→ Requirement
All lines from the one with "and password both in uri and env." through the end of the records below are to be given again exactly, and nothing else.

→ Dataset entries

PR #3213, opened 2015-04-10
Fixes 2140 - Honor Proxy from Env

jonsmorrow:
This change adds support to Chef's core http libs to
honor a proxy uri set in the environment not just
chef/knife config. It also adds support for username
and password both in uri and env.

The order of precidence for values is uri, env, config.

### DIFF
--- a/lib/chef/http/basic_client.rb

→ Response to the exercise
and password both in uri and env.

The order of precidence for values is uri, env, config.

### DIFF
--- a/lib/chef/http/basic_client.rb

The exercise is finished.